Actor and philanthropist Michael Sheen has been at it again, throwing his weight behind a new literary magazine and platform for working class writers.
The magazine is called The Bee and it has come buzzing out of the hive with a May Day launch.
It is produced by New Writing North, the Arts Council-funded writing development agency based in Newcastle, and edited by Richard Benson, who in the 1990s edited The Face, the influential culture and fashion mag.
Also behind it is Faber, venerable publisher of literary greats both living (Sally Rooney, Simon Armitage, Kazuo Ishiguro) and dead (WH Auden, CS Lewis, Sylvia Plath… a veritable Who’s Who).
The Bee will contain fiction and non-fiction and reflect contemporary life and culture as seen by new and established working-class writers from the UK and further afield.
But it’s also a website and an outreach programme designed to find and support new writers.
And it has a podcast, too, called The Working-Class Library which aims to create an alternative canon of classics with a guest writer each month suggesting a book for its virtual shelves. So far it has hosted David Nicholls, Louise Doughty and David Peace.
Backers of The Bee say it has been created to fight the increasing marginalisation of working-class writers and working-class people in publishing.
They cite figures showing 43% of people in publishing had middle-class backgrounds in 2014, with 12% being of working-class origin – while since 2019, the former figure has risen to 60%.
Richard Benson said: “Justice and fairness demand that people from the less well-off sections of society have the chance to tell their stories, and to get them heard.
“But it’s also about common sense. Much of the important writing being done today, and so many of the best-loved stories, come from ordinary working people.
“So often, it’s stories from the working classes that express what’s really happening in the world.”
Benson grew up on a small Yorkshire farm, began his writing career on the Beverley Guardian and went on from The Face to become an award-winning author. He admits class can be hard to pin down.
“Class has always been hard to define precisely, and it can mean different things to different people.
“It’s not just about your income or job, it’s also about family, upbringing, education, opportunity and lived experience. As society changes, we need a grown-up, nuanced debate about class, which will be an important subject for us.
“Readers want this. In our survey of working-class readers, 63% said it was important to them to see people of their background represented in books – and not just represented but represented accurately.
“There is a market for this, but to meet that demand we need more people from working-class backgrounds working in publishing and making key decisions.”
The Bee has grown out of A Writing Chance, the successful national scheme for working class writers co-founded by New Writing North, Michael Sheen, the Joseph Rowntree Foundation and Northumbria University.
It has already produced published authors, including Tom Newlands whose novel Only Here, Only Now came out last year and was shortlisted for the Gordon Burn Prize.

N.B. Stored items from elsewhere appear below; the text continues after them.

PR #14710, opened 2022-08-03
Expand on why you can cancel alter type that drops enum values.

stbof:
DOC-4586

### DIFF
--- a/v22.1/alter-type.md
+++ b/v22.1/alter-type.md
@@ -10,7 +10,8 @@ The `ALTER TYPE` [statement](sql-statements.html) modifies a user-defined, [enum
 {% include {{ page.version.version }}/misc/schema-change-stmt-note.md %}
 
 {{site.data.alerts.callout_info}}
-You can only [cancel](cancel-job.html) `ALTER TYPE` [schema change jobs](online-schema-changes.html) that drop values. All other `ALTER TYPE` schema change jobs are non-cancellable.
+- When you drop a value, CockroachDB searches through all of the rows that could contain the enum value, which could take a long time. Therefore, you can [cancel](cancel-job.html) `ALTER TYPE` [schema change jobs](online-schema-changes.html) that drop values.
+- All other `ALTER TYPE` schema change jobs are non-cancellable.
 {{site.data.alerts.end}}
 
 ## Synopsis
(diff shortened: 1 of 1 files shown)


postamar (approved):
LGTM

v22.1/alter-type.md
```diff
@@ -10,7 +10,8 @@ The `ALTER TYPE` [statement](sql-statements.html) modifies a user-defined, [enum
 {% include {{ page.version.version }}/misc/schema-change-stmt-note.md %}
 
 {{site.data.alerts.callout_info}}
-You can only [cancel](cancel-job.html) `ALTER TYPE` [schema change jobs](online-schema-changes.html) that drop values. All other `ALTER TYPE` schema change jobs are non-cancellable.
+- When you drop a value, CockroachDB searches through all of the rows that could contain the enum value, which could take a long time. Therefore, you can [cancel](cancel-job.html) `ALTER TYPE` [schema change jobs](online-schema-changes.html) that drop values.
```
taroface, line 13:
```suggestion
You can only [cancel](cancel-job.html) `ALTER TYPE` [schema change jobs](online-schema-changes.html) that drop values. This is because when you drop a value, CockroachDB searches through every row that could contain the `ENUM` value, which could take a long time.

All other `ALTER TYPE` schema change jobs are non-cancellable.
```

taroface: Making two suggestions:

- Leading with the key point, as the original version did, that only `ALTER TYPE` jobs that drop values are cancellable. It is less intuitive IMO to lead with the explanation about CRDB searching all rows.
- Removing the bullet points - I usually avoid these in callouts, especially without leading text that is not in a list, because it looks visually off (and because the combo of callout box + bullet points somehow sends mixed signals). This can be up for discussion in style committee.

v22.1/alter-type.md
```diff
@@ -10,7 +10,8 @@ The `ALTER TYPE` [statement](sql-statements.html) modifies a user-defined, [enum
...
+- All other `ALTER TYPE` schema change jobs are non-cancellable.
```
taroface, line 14:
```suggestion
```

taroface (changes requested):
Suggesting an edit

taroface (approved):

Claire Malcolm, chief executive of New Writing North, says: “Our research shows that despite incredible success stories from these initiatives the class crisis continues to grow.
“There’s never been so much debate about class in the creative industries but nothing has changed and things are actually getting worse and inequality more entrenched. Hence the need to make our own reality.
“Talent is classless. Opportunity, however, is class-bound. The Bee is an urgent response to that.”
She adds: “Working-class means a multitude of things depending on who you are and who you ask, but what we do know is that in 2025 your background can still affect your life chances and career prospects.
“We see very few working class voice and stories visible in mainstream publishing.
“Representation matters. Real change often happens from outside of the mainstream and we hope to build a new community of writers and readers around The Bee to support real change and to highlight the talent that is out there.”